GOAL OF THE EXERCISE: Word for word, restate every entry shown below.

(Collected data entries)
=== Section Start ===

PR #2176, opened 2025-07-30
Add sequencer irq pin and fix nic state reporting

nathanaelhuffman:
This wires out the sequencer irq stuff to a pin that goes to the SP and fixes the A0HP reporting before the nic was out of reset.


labbott (approved):
LGTM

=== Section End ===

RESPONSE TO THE TASK:
PR #2176, opened 2025-07-30
Add sequencer irq pin and fix nic state reporting

nathanaelhuffman:
This wires out the sequencer irq stuff to a pin that goes to the SP and fixes the A0HP reporting before the nic was out of reset.


labbott (approved):
LGTM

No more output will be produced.